Две ступеньки вели из полусветлой шкафной вниз в темный наш коридор. Я ступала по нему не иначе, как на носках, боясь раздавить тараканов.
Я глупо, но непобедимо боялась тараканов, и самым загадочным и бесстрашным существом казался мне высокий рыжий морильщик с небольшими мехами в одной руке и жестянкой в другой; он появлялся в нашем печальном коридоре раз в месяц, и каждый его приход приносил мне безжалостно-тщетную надежду на избавление от моих врагов.
Тараканы не исчезали… тараканы, выспавшись сладко от дурмана, просыпались бодрее прежнего, и я, с ужасом, по-прежнему проскакивала несколько шагов, отделявших дверь учебной от ступенек в более светлую шкафную, где я играла между одинокими уроками в «гимнастическую школу» с десятью моими мячиками всех возрастов.
Глухой Даше оказывали мы благодеяние. Я это слышала от просто-Даши и от мамы. Глухую Дашу, в утешение за то, что ее отца забодал насмерть мызный бык, не только обучали и содержали три зимы в школе, но теперь, по окончании ею школьного курса, взяли в господский дом в подгорничные к просто-Даше; обували, одевали и кормили. Лечили золотуху рыбьим жиром.
От Даши невыносимо дурно пахло рыбьим жиром и кисленьким потом.
Мама как-то сказала, что это от слабости Даша потеет, вскоре показала ее нашему домашнему, годовому доктору, самому Федору Ивановичу. Стали после того давать ей пилюли с железом.
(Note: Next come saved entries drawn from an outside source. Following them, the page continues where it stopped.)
Issue #577, opened 2020-03-09
Use imperative for commit title; fix example


terryjreedy:
(See GvR's messages 363691 and 363740 on 2020 March 9 for https://bugs.python.org/issue39852.)
https://devguide.python.org/pullrequest/#making-good-commits has this descriptive example:
`bpo-42: the spam module is now more spammy (GH-NNNN)`
Guido strongly prefers the prevailing imperative style and would have that read
 `bpo-42: make the spam module more spammy (GH-NNNN)`

Possibly split the following paragraph into two and after "... what the purpose of the commit is." add something like
"The imperative form is strongly preferred to a descriptive form such as 'the spam module is now more spammy'.  Use `git log --oneline` to see existing title lines."

gvanrossum:
While we're at it, let's also codify that the commit "title" shouldn't end in a period.

Also, let's more directly reference this guide to writing commit messages: https://chris.beams.io/posts/git-commit/

DahlitzFlorian:
I would like to work on this if nobody is currently doing it.

PR #587, opened 2020-05-21
Fix good commit example to use imperative title

DahlitzFlorian:
Closes: #577 

- Fix good commit example to use imperative title
- Explicitly mention the preference for imperative over descriptive titles
- Link to the article from Chris Beams

@gvanrossum I added the link to the article as suggested by you. The [Git Bootcamp](https://devguide.python.org/gitbootcamp/#accepting-and-merging-a-pr) is mentioning the article, too, but I agree with you that it is better to explicitly mention it at this point, too.


pullrequest.rst
```diff
@@ -258,21 +258,30 @@ and for each pull request there may be several commits.  In particular:
...
 
    The spam module sporadically came up short on spam. This change
    raises the amount of spam in the module by making it more spammy.
 
 The first line or sentence is meant to be a dense, to-the-point explanation
-of what the purpose of the commit is.  If this is not enough detail for a
-commit, a new paragraph(s) can be added to explain in proper depth what has
-happened (detail should be good enough that a core developer reading the
-commit message understands the justification for the change).
+of what the purpose of the commit is. The imperative form is strongly
```
aeros, line 267: Since we have many developers with varying levels of English proficiency, some of them may not be overly familiar with the difference between imperative and descriptive form. As a result, I think it's worth having `(used in the example above)` after "imperative form" to make it a bit more explicit as to what is being referred to.

E.g. "The imperative form (used in the example above) is strongly preferred..."

DahlitzFlorian:
Thanks for the fast feedback @aeros! I applied your suggestion.

pullrequest.rst
```diff
@@ -258,21 +258,30 @@ and for each pull request there may be several commits.  In particular:
 
 Commit messages should follow the following structure::
 
-   bpo-42: the spam module is now more spammy (GH-NNNN)
+   bpo-42: make the spam module more spammy (GH-NNNN)
```
terryjreedy, line 261: This comment is based on my preference and looking at two pages of current  `git log --oneline` output.
```suggestion
   bpo-42: Make the spam module more spammy (GH-NNNN)
```
An initial capital is nearly always used if there is no bpo number.  The exception was of the form 's/type/fix/'.  When there is a bpo number, capitals are more common than not.
@gvanrossum Do you disagree with the change?

DahlitzFlorian: @terryjreedy I agree with you. I saw the capital letter on various commit messages, too, and I'm using it as well. Furthermore, the devguide's [quick reference](https://devguide.python.org/#quick-reference) uses a capital letter in point seven, too.
If @gvanrossum agrees on this, I'm happy to apply the suggested change.

aeros: I'm personally neutral about the change because I don't think it has a significant effect on the readability of the commit messages for the purposes of detailing the changes (unlike imperative vs descriptive, IMO). So while the prevailing style is sentence case capitalization after the `bpo-NNN:`, I don't know that it's a real concern.

That being said, if we just modified the example to use it (as proposed above) rather than writing about in the guidelines, I don't have an issue with it.

terryjreedy:
LGTM.  Kyle, leaving this for you if you get to it.

pullrequest.rst
```diff
@@ -258,21 +258,30 @@ and for each pull request there may be several commits.  In particular:
...
+that a core developer reading the commit message understands the
+justification for the change).
 
 Check :ref:`the git bootcamp <accepting-and-merging-a-pr>` for further
 instructions on how the commit message should look like when merging a pull
 request.
 
+.. note::
+   `How to Write a Git Commit Message <https://chris.beams.io/posts/git-commit/>`_
+   is a nice article describing how to write a good commit message.
```
aeros, line 283:
```suggestion
   is a nice article that describes how to write a good commit message.
```

Issue #593, opened 2020-06-16
Test coverage doc fix


lrjball:
Currently in the test coverage section, specifically 5.2.1.4, it mentions building the C extension for coverage.py. For a while now coverage.py has come with the C extension by default, so this step is almost never required (see here: https://coverage.readthedocs.io/en/coverage-5.1/install.html#c-extension). 
I'm thinking it would be worth mentioning in the guide that installing the C extension is only required if 'coverage --version' says 'Without C extension'.

PR #594, opened 2020-06-16
Updated docs for coverage c extension

lrjball:
Related issue is #593

The documentation around building the c extension for coverage.py is usually not required, as the c extension is usually installed by default. I've added some clarification of this in the docs.


willingc (approved):
Thanks @lrjball for the clarification on coverage and the c extension. 👍

PR #1501, opened 2025-01-23
Update Antoine's affiliation

pitrou:
Also remove mention of mentioning multiprocessing, because that's not true anymore.

----
📚 Documentation preview 📚: https://cpython-devguide--1501.org.readthedocs.build/


hugovk (approved):
Thanks!

PR #1516, opened 2025-02-18
Describe the memorialization procedure

ambv:
----
📚 Documentation preview 📚: https://cpython-devguide--1516.org.readthedocs.build/


core-developers/memorialization.rst
```diff
@@ -0,0 +1,132 @@
...
+* The user's "custom status" is set to 🕊 ``in memoriam``;
+* The user's "about me" is amended with ``$firstname passed away on $date. [In memoriam.]($in_memoriam_post_url)``;
+* In the user's security "recently used devices" the staff member chooses "Log out all";
+* In the user's permissions the staff member chooses "Deactivate account";
+* The user's trust level is reset to ``1: basic user`` (trust level 0 doesn't allow links in "About Me");
+* The user's "associated accounts" (like GitHub) that provide an alternative
+  login method, are all disconnected;
+* The user's API keys are revoked;
+* The user's admin or moderator right is revoked;
+* The user's primary email address is reset to ``username@in-memoriam.invalid`` and
```
hugovk, line 67: To follow the pattern below.
```suggestion
* The user's primary email address is reset to ``USERNAME@in-memoriam.invalid`` and
```

core-developers/memorialization.rst
```diff
@@ -0,0 +1,134 @@
...
+SSH server access
+-----------------
+
+* The user is removed from Salt configuration for the PSF infrastructure
+  in `/pillar/base/users <https://github.com/python/psf-salt/tree/main/pillar/base/users>`_.
+
+PyPI
+----
+
+* The PSF staff member notifies PyPI admins to mark the user as inactive,
```
sethmlarson, line 132: Can mention `admin@pypi.org` email address for this use-case.

core-developers/memorialization.rst
```diff
@@ -0,0 +1,134 @@
...
+
+To respect the choices that someone made while alive, we aim to preserve
+content of their accounts without changes after they've passed away.
+To support the bereaved, in some instances, we may remove or change
+certain content when the legacy contact or family members request it.
+
+GitHub
+------
+
+* The user is removed from the `python/ <https://github.com/orgs/python/>`_
```
sethmlarson, line 33: I'm not sure how it works, but I wouldn't be surprised if removing someone from an organization doesn't remove them from a GitHub Environment or GitHub Security Advisory where they are referenced by username (as opposed to being a part of a team).

sethmlarson (approved):
Thank you for creating this Łukasz, I'm not sure if buildbots should have their own section here? Then I had two other comments, otherwise LGTM

core-developers/memorialization.rst
ambv: So far I checked and the person that this process was documented for was in fact removed from all places where they were referred to by name as well, since the only way to be referenced was to either be a team member or an "outside collaborator" on the organization. I'll leave it at that for now, if we find the next time that we need refinement, we'll look into that.

core-developers/memorialization.rst
ambv: Good point. Made the change. Thanks for the review!

ambv:
Added Discord and Buildbot. Landing.

core-developers/memorialization.rst
```diff
@@ -0,0 +1,146 @@
...
+
+python.org email account
+------------------------
+
+The PSF staff member emails ``postmaster@python.org`` to ask the email
+administrator to:
+
+* remove SMTP access from ``USERNAME@python.org``;
+* reset the password to POP3/IMAP for ``USERNAME@python.org``;
+* disable email forwarding, if set up, for ``USERNAME@python.org``;
```
cjw296, line 87: @ambv - apologies to being late in the game on this, but only noticed this PR this morning.
Removing email forwarding like this may cause problems for the deceased's family or estate executors:
- if folks are only communicating with the deceased through their `python.org` address, their family or estate executors may have a harder time if this suddenly stops working
- confusion may crop up if the address ends up being re-used; I've hard problems in the past where various email addresses and social media handles have ended up being reused after a family member passed away.

core-developers/memorialization.rst
```diff
@@ -0,0 +1,146 @@
...
+access to the systems listed below is revoked and some changes are
+made to how the user displays to others.
+
+To respect the choices that someone made while alive, we aim to preserve
+content of their accounts without changes after they've passed away.
+To support the bereaved, in some instances, we may remove or change
+certain content when the legacy contact or family members request it.
+
+GitHub
+------
```
ezio-melotti, line 31: There might also be tokens created by the user for specific services (GH actions, bots, hooks).  Maybe a paragraph should be added about checking for (and possibly remove/replace them) those too?

core-developers/memorialization.rst
```diff
@@ -0,0 +1,146 @@
...
+* In the user's security "recently used devices" the staff member chooses "Log out all";
+* In the user's permissions the staff member chooses "Deactivate account";
+* The user's trust level is reset to ``1: basic user`` (trust level 0 doesn't allow links in "About Me");
+* The user's "associated accounts" (like GitHub) that provide an alternative
+  login method, are all disconnected;
+* The user's API keys are revoked;
+* The user's admin or moderator right is revoked;
+* The user's primary email address is reset to ``USERNAME@in-memoriam.invalid`` and
+  secondary email addresses are removed (this step requires the administrator
+  to contact Discourse.org staff via ``team@discourse.org``)
```
ezio-melotti, line 71: Minor nit, this list item is missing the `.`.

ezio-melotti (commented):
Thanks for taking care of this.

core-developers/memorialization.rst
ambv: I'll add a note to avoid name reuse forever.

As for keeping the email address alive forever, I'm afraid this is out of the question due to security concerns. Removing the ability to send email (SMTP) and receive email (POP3/IMAP/forwarding) via the PSF-provided address after the user passed away is done to disallow password resets and other forms of impersonation.

Per the [python.org email policy](https://www.python.org/psf/records/board/policies/email/), that email address is provided on a best-effort basis, which suggests it should not be used by its users as a primary communication channel.

I will add a note that in case the email shutdown causes issues for the estate executors, the PSF will reasonably try to help if contacted directly.

core-developers/memorialization.rst
ambv: I agree in principle, but I don't know how to actually enforce it. For OAuth app tokens, it's impossible to remove a token only for a single person. We rather clean this via disconnecting the user's GitHub from their Discourse account and logging them out, etc.

For GitHub app tokens and private keys requested by a concrete user, I don't know how to vet this other than clicking through every GH app on every repository. What do we expect to do in this case? Invalidate every token? I expect that the user who created such a private key or token only used it to put it in the GH app's secrets and was not otherwise stored by them locally, but of course that might be wrong.

core-developers/memorialization.rst
ambv: Fixed in #1517.

core-developers/memorialization.rst
ambv: Addressed in #1517.

core-developers/memorialization.rst
ezio-melotti: I just checked the secrets on a repo and there doesn't seem to be any indication of who generated/added the token, and indeed it shouldn't matter too much who does it.

Maybe this is an issue about documenting who manages these services (and is therefore in charge of managing the tokens), so that someone else can take over if needed.  (Some of these are already documented [in the devguide](https://devguide.python.org/developer-workflow/development-cycle/#current-owners).)

sethmlarson: Yeah that was my worry too, that tokens don't tell you who generated them without consulting the audit log. Agreed on documenting who manages the services, I think that's sufficient along with tokens auto-expiring and refreshing.

core-developers/memorialization.rst
cjw296: Totally understand the SMTP and POP3/IMAP side of things, although for the latter, if it's easy enough to do, might be helpful to send an archive to family/executors.

If an address is just forwarding, what's the harm? I appreciate it's best efforts basis :-)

Ядреная, красивая просто-Даша убирала спальни в «семейной» части дома. Глухая Даша — наш коридор с прилегающими к нему комнатами. Она же чистила наше платье и ботинки — была нашей горничной. Так все было в порядке, так все и следовало, но все-таки какая-то тревога любви, жалости и ненависти беспокоила меня время от времени, когда я глядела на серое, больное, молчаливо-прислушивающееся лицо нашей прислужницы Даши.
— Эта Даша — старушка, а не девочка! — сказала раз гувернантка, и я запомнила.
И в другой раз:
— Эта Даша упрямая, как осел!
А сестра раз сказала:
— Эта Даша совершенно лишена чувств благородности!
А брат старший:
— Эта Даша пахнет, как мои охотничьи сапоги, когда их смажут ворванью! {29} — и сам добродушно рассмеялся шутке.
Мать же, улыбнувшись извинительно и заступчиво, объясняла:
— Это просто от рыбьего жира.
— И пота, — сердито добавил младший, суровый брат.